* _REQUIRED WORK_
Down to the last character, write out the records below.

* _DATA RECORDS_
PR #520, opened 2026-03-30
Cleanup executor class design

### LINKED ISSUE #502: Reduce code and logic duplication in gpu_pipeline_executor and downgrade_executor
This issue is a follow up for #438

9prady9:
Closes #502 

### Executor base class (`itask_executor`)

Pulls shared infrastructure out of `gpu_pipeline_executor`, `duckdb_scan_executor`, and
`downgrade_executor` into a single abstract base class:

- **Shared members moved to base**: `thread_pool`, `kiosk`, `interruptible_mpmc` task queue,
  manager thread, `_running` flag
- **Lifecycle methods moved to base**: `start`, `stop`, `schedule`, `drain_leftover_tasks`,
  `drain_and_wait`
- **Subclasses now only implement**:
  - `manager_loop()` — required, drives the dispatch loop
  - `get_per_thread_init`, `on_start`, `on_stop`, `on_stopped` — optional virtual hooks for
    executor-specific setup/teardown (e.g. setting CUDA device, starting a monitor thread)

### `bounded_thread_pool`

Merges the bounded counting semaphore (`kiosk`) and the unbounded worker pool (`thread_pool`) into
a single `exec::bounded_thread_pool` with only one scheduling mode (can be expanded as needed later):

- **Two-phase**: `reserve()` → `pool.dispatch(move(slot), fn)` — for executors that must confirm capacity
  before signalling a task request (used by `gpu_pipeline_executor`, `duckdb_scan_executor`,
  `task_creator`)
- **RAII `slot`**: releases back to the pool automatically on task completion — no need to move
  tickets into worker lambdas
- **Lifecycle**: `interrupt()` wakes all blocked callers without stopping in-flight work;
  `resume()` re-enables; `wait_all()` drains

### Cleanup

- Deleted `kiosk.hpp`, `thread_pool.hpp`, and `test_kiosk.cpp` — no longer used anywhere
- Added `test_bounded_thread_pool.cpp`


wmalpica (approved):

src/include/exec/bounded_thread_pool.hpp
```diff
@@ -0,0 +1,289 @@
...
+      std::lock_guard lock(mu_);
+      work_queue_.push([this, fn = std::move(fn)]() mutable noexcept {
+        try {
+          fn();
+        } catch (const std::exception& e) {
+          SIRIUS_LOG_ERROR("Exception in bounded_thread_pool task: {}", e.what());
+        } catch (...) {
+          SIRIUS_LOG_ERROR("Unknown exception in bounded_thread_pool task");
+        }
+        release_slot();
```
aminaramoon: we should notify after the lambda is destructed, otherwise we notify when the state of fn is not finished, and we might for example not be able to reserve memory and do unncessary downgrading.

src/include/exec/bounded_thread_pool.hpp
```diff
@@ -0,0 +1,289 @@
...
+  bounded_thread_pool(const bounded_thread_pool&)            = delete;
+  bounded_thread_pool& operator=(const bounded_thread_pool&) = delete;
+
+  /**
+   * @brief Schedule a function — blocks when at capacity.
+   *
+   * Returns false if interrupted before a slot becomes available.
+   */
+  bool schedule(absl::AnyInvocable<void()> fn)
+  {
```
aminaramoon: I don't know if this is a good api, maybe have a try_schedule or schedule, one wait and one return false if resources are not available

aminaramoon (changes requested):

src/include/exec/bounded_thread_pool.hpp
9prady9: We could refactor, but I would say - lets just remove it and add it when some usage is involved. I believe this was added to mirror the `thread_pool` class that was removed. What I found out is this usage style is actually not used anywhere in our code base right now.

src/include/exec/bounded_thread_pool.hpp
9prady9: good catch, let me work on that. Have a fix on mind, let me try it out.

src/include/exec/bounded_thread_pool.hpp
9prady9: Addressed in [c44a277a1ee106efb0bc9501086bfe9a75bf38d3](https://github.com/sirius-db/sirius/pull/520/commits/6abd2aff5ad1aa6bd27fdb822ccc131e9ac958ac)

src/include/exec/bounded_thread_pool.hpp
9prady9: I think I tried to address this much better here https://github.com/sirius-db/sirius/pull/520/commits/00f565132c20f33b1d7e9adebccfff546b520059 please have a look.

9prady9:
Just had a discussion with @aminaramoon future plans to use `kiosk` class for task book keeping during join implementations and other locations potentially. I will do a follow up PR to add it back with aforementioned info to let this PR in as it may collide with others as it touches all existing executors.

aminaramoon (approved):

aminaramoon (approved):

* _EXERCISE RESULT_
PR #520, opened 2026-03-30
Cleanup executor class design

### LINKED ISSUE #502: Reduce code and logic duplication in gpu_pipeline_executor and downgrade_executor
This issue is a follow up for #438

9prady9:
Closes #502 

### Executor base class (`itask_executor`)

Pulls shared infrastructure out of `gpu_pipeline_executor`, `duckdb_scan_executor`, and
`downgrade_executor` into a single abstract base class:

- **Shared members moved to base**: `thread_pool`, `kiosk`, `interruptible_mpmc` task queue,
  manager thread, `_running` flag
- **Lifecycle methods moved to base**: `start`, `stop`, `schedule`, `drain_leftover_tasks`,
  `drain_and_wait`
- **Subclasses now only implement**:
  - `manager_loop()` — required, drives the dispatch loop
  - `get_per_thread_init`, `on_start`, `on_stop`, `on_stopped` — optional virtual hooks for
    executor-specific setup/teardown (e.g. setting CUDA device, starting a monitor thread)

### `bounded_thread_pool`

Merges the bounded counting semaphore (`kiosk`) and the unbounded worker pool (`thread_pool`) into
a single `exec::bounded_thread_pool` with only one scheduling mode (can be expanded as needed later):

- **Two-phase**: `reserve()` → `pool.dispatch(move(slot), fn)` — for executors that must confirm capacity
  before signalling a task request (used by `gpu_pipeline_executor`, `duckdb_scan_executor`,
  `task_creator`)
- **RAII `slot`**: releases back to the pool automatically on task completion — no need to move
  tickets into worker lambdas
- **Lifecycle**: `interrupt()` wakes all blocked callers without stopping in-flight work;
  `resume()` re-enables; `wait_all()` drains

### Cleanup

- Deleted `kiosk.hpp`, `thread_pool.hpp`, and `test_kiosk.cpp` — no longer used anywhere
- Added `test_bounded_thread_pool.cpp`


wmalpica (approved):

src/include/exec/bounded_thread_pool.hpp
```diff
@@ -0,0 +1,289 @@
...
+      std::lock_guard lock(mu_);
+      work_queue_.push([this, fn = std::move(fn)]() mutable noexcept {
+        try {
+          fn();
+        } catch (const std::exception& e) {
+          SIRIUS_LOG_ERROR("Exception in bounded_thread_pool task: {}", e.what());
+        } catch (...) {
+          SIRIUS_LOG_ERROR("Unknown exception in bounded_thread_pool task");
+        }
+        release_slot();
```
aminaramoon: we should notify after the lambda is destructed, otherwise we notify when the state of fn is not finished, and we might for example not be able to reserve memory and do unncessary downgrading.

src/include/exec/bounded_thread_pool.hpp
```diff
@@ -0,0 +1,289 @@
...
+  bounded_thread_pool(const bounded_thread_pool&)            = delete;
+  bounded_thread_pool& operator=(const bounded_thread_pool&) = delete;
+
+  /**
+   * @brief Schedule a function — blocks when at capacity.
+   *
+   * Returns false if interrupted before a slot becomes available.
+   */
+  bool schedule(absl::AnyInvocable<void()> fn)
+  {
```
aminaramoon: I don't know if this is a good api, maybe have a try_schedule or schedule, one wait and one return false if resources are not available

aminaramoon (changes requested):

src/include/exec/bounded_thread_pool.hpp
9prady9: We could refactor, but I would say - lets just remove it and add it when some usage is involved. I believe this was added to mirror the `thread_pool` class that was removed. What I found out is this usage style is actually not used anywhere in our code base right now.

src/include/exec/bounded_thread_pool.hpp
9prady9: good catch, let me work on that. Have a fix on mind, let me try it out.

src/include/exec/bounded_thread_pool.hpp
9prady9: Addressed in [c44a277a1ee106efb0bc9501086bfe9a75bf38d3](https://github.com/sirius-db/sirius/pull/520/commits/6abd2aff5ad1aa6bd27fdb822ccc131e9ac958ac)

src/include/exec/bounded_thread_pool.hpp
9prady9: I think I tried to address this much better here https://github.com/sirius-db/sirius/pull/520/commits/00f565132c20f33b1d7e9adebccfff546b520059 please have a look.

9prady9:
Just had a discussion with @aminaramoon future plans to use `kiosk` class for task book keeping during join implementations and other locations potentially. I will do a follow up PR to add it back with aforementioned info to let this PR in as it may collide with others as it touches all existing executors.

aminaramoon (approved):

aminaramoon (approved):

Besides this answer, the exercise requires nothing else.